When a foul is charged, the referee in their discretion may deduct one or more points as a penalty. If a foul incapacitates a fighter, then the match may end in a disqualification if the foul was intentional, or a no contest if unintentional. If a foul causes a fighter to be unable to continue later in the bout, it ends with a technical decision win to the injured fighter if the injured fighter is ahead on points, otherwise it is a technical draw.

===Match conduct===
- After a verbal warning the referee can stop the fighters and stand them up if they reach a stalemate on the ground (where neither are in a dominant position or working towards one). This rule is codified in Nevada as the stand-up rule.
- If the referee pauses the match, it is resumed with the fighters in their prior positions.
- Grabbing the cage brings a verbal warning, followed by an attempt by the referee to release the grab by pulling on the grabbing hand.
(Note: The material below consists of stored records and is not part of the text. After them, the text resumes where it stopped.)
PR #346, opened 2025-12-16
Theming updates

ajolipa:
### In this PR
This PR bundles a bunch of small styling and config updates that were necessary in the course of building out the JUEL main site designs, including...
- Adding the option to make the page header transparent;
- Adding a more complete set of theme colors to the `Branding` config and the CSS setup;
- Creating utility methods for turning Tina field values into text, background, or border color Tailwind classes, for use in many different components;
- Styling various rich text elements (such as headers) according to the designs;
- A few other random little things.

### DIFF
--- a/src/components/Card.astro
+++ b/src/components/Card.astro
@@ -1,6 +1,6 @@
 ---
-import clsx from "clsx";
-import { toBorderClass } from "@utils/pageBuilder";
+import clsx from 'clsx';
+import { toBorderClass } from '@utils/pageBuilder';
 
 const { alt, border, date, dateOptions = {}, category, title, author, slug, imageUrl, blurb, t, rounded } = Astro.props;
 


dleadbetter:
Is there an issue we can think this PR to?

src/components/Card.astro
```diff
@@ -1,11 +1,18 @@
 ---
-const { alt, date, dateOptions = {}, category, title, author, slug, imageUrl, blurb, t } = Astro.props;
+import clsx from "clsx";
```
dleadbetter: Single quotes.

src/styles/index.css
```diff
@@ -72,6 +81,71 @@ h1, h2, h3, h4, h5, h6 {
   color: var(--color-text-secondary);
 }
 
+
+/*
+* Page builder styles
+*/
+
+.page-builder .bg-layout-alt, .page-builder .bg-layout-alt div {
```
dleadbetter: Do we want these styles scoped to just custom pages? I would think we want the branding applied globally.

src/layouts/Layout.astro
```diff
@@ -132,11 +147,20 @@ if (config.gallery) {
...
         customColorSecondary: colorSecondary,
-        customTextPrimary: textPrimary,
-        customTextSecondary: textSecondary,
-        customColorLayout: colorLayout
+        customColorTertiary: colorTertiary,
+        customPrimaryContent: primaryContent,
+        customSecondaryContent: secondaryContent,
+        customTertiaryContent: tertiaryContent,
+        customContent: layoutContent,
+        customContentAlternate: layoutContentAlternate,
```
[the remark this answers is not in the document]
ajolipa: Yeah it's tricky... I was attempting to match the language that's used in the Figma designs as much as possible, which is why I switched to `content` over `text`, but I don't have strong feelings about that either way.

The thing about "main text", "main text inverted" etc. is that those are not the same variables as these; they are the options from which these theme variables are selected. For example, imagine a site with the following theme:

Primary: light pink
Main background: dark purple
Alternate background: white
Main content (for light background): black
Main content inverse (for dark background): white

In this case (with the current naming), we'd have `primaryContent = black` (because the primary color is light), `layoutContent = white` (because the main background color is dark), `layoutAlternateContent = black` (because the alternate background color is light). However, if the theme were the same except the main background was light blue, then `layoutContent` would become `black`.

The reason for doing it this way is that in some cases in the designs we want to select the text color just based on whether it's dark or light (for example on these cards -- this isn't based on a theme color, we're just applying a black gradient over the image to make the light text pop:)
image
So in that case we do want to use `contentInverse`, but in most other cases we want to use the text color based on the themed background value, and so whether it's `content` or `contentInverse` will depend on the value of the background. So that's the difference between `content` (always dark), `contentInverse` (always light), and `layoutContent` (depends on value of `colorLayout`).

Sorry for the overly labored explanation, but that's the complexity I'm trying to wrangle here. The user never has to see any of this -- from the perspective of an editor in Tina, they just have to select the text color they want for dark backgrounds and for light backgrounds, and the correct one will be chosen based on the background color for each section.

src/styles/index.css
ajolipa: Yeah good question; I didn't want to make changes to the styling that might affect random things on the existing search/paths/posts pages without first going through and checking how we're using various heading elements. For example right now at Chelsea's suggestion I'm using `h4` for the color highlighted headings that use the secondary (accent) color, which are scattered throughout the designs; but if someone uses `h4` in a random post they don't necessarily want it to be styled that way. So for now I've just been scoping all my modifications to the stylesheet so that they only affect the new page builder stuff, on the assumption that we're happy with the current styling and branding on the existing pages. But if there are things we need to update or that aren't consistent on the existing pages then we should definitely update those. Should that be part of this PR or its own issue? Since I want to get these page builder PRs merged ASAP so that the JUEL custom pages can be put onto dev I've been trying to keep changes scoped to just the page builder stuff when possible so that I'm not introducing things that need regression testing, but you're definitely right that eventually we'd want to go through the rest of the pages as well and ensure consistency.

dleadbetter: If there's time, I think we should check into making these changes across all pages. It will make all of the pages more consistent and DRY up development to not have to repeat these styles.

PR #351, opened 2025-12-22
Add support for custom navbar via Tina

camdendotlol:
# Summary

This PR adds a new content collection called `Navbar` that can be configured in Tina.

Navbar items *must* include a label. Top-level items *can* contain either a URL or a list of `options`, which is a child array of items. Nested navbar items cannot contain children of their own. If a top-level navbar item contains any children (`options`), it is rendered as a dropdown.

The collection is scoped per locale the same way the i18n files are, e.g. `/navbar/en.json`. If navbar data for a given locale doesn't exist, CDP falls back to the original default navbar logic (this will likely be the case on most projects).

## Note

I think this is my first time working with the Tina side of the codebase, so there may be some boilerplate or extra handling missing here.


dleadbetter:
Is there an issue we can link this PR to?

dleadbetter:
This looks great. Much less code than I was expected 👍 .

> If you provide both a URL and a list of options, the button will be rendered as a dropdown and won't link the URL. It would be nice if we could hide or disable the URL field in Tina in that case, but I couldn't find any obvious/quick way to do that. Suggestions here are appreciated.

It looks like we're overloading the "Navigation Item" object to be either a top level nav item, or a menu of nav items. Could we use Tina's [template](https://tina.io/docs/reference/types/object) concept to break them out into two distinct options?

dleadbetter (approved):
Looks great!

If that attempt fails or if the fighter continues to hold the cage, the referee may charge a foul.
- Early WXC events disregarded verbal sparring / "trash-talking" during matches. Under unified rules, antics are permitted before events to add to excitement and allow fighters to express themselves, but abusive language during combat is prohibited.

===Fighter salaries===
A WXC fighter generally does not have a salary, Amateur fighters do not get paid. Professional fighters are paid per fight, with amounts depending on how well-known the fighters are and how well sponsored a fighter and an event is. Fighters will typically get paid money to fight with an additional bonus if they win. Cash bonuses are also typically awarded for "Fight of the Night", "Knockout of the Night", and "Submission of the Night." The size of these bonuses varies by event, but, for less well-known fighters, they can be several times larger than the contracted amount for the fight.

==Media==

===Music===
- WXC: Xtreme Beat Downs, Vol. 1, an album of music featured in and inspired by the WXC.

===DVD===
- Every pay-per-view WXC event has been released onto DVD.